Repeat the records in full, exactly.

■ SOURCE INFORMATION:

-*-

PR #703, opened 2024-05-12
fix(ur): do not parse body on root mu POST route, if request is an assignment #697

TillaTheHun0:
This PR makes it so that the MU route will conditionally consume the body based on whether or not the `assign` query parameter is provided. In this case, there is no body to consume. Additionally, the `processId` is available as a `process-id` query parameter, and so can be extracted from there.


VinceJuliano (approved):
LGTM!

-*-

■ REPLY:
PR #703, opened 2024-05-12
fix(ur): do not parse body on root mu POST route, if request is an assignment #697

TillaTheHun0:
This PR makes it so that the MU route will conditionally consume the body based on whether or not the `assign` query parameter is provided. In this case, there is no body to consume. Additionally, the `processId` is available as a `process-id` query parameter, and so can be extracted from there.


VinceJuliano (approved):
LGTM!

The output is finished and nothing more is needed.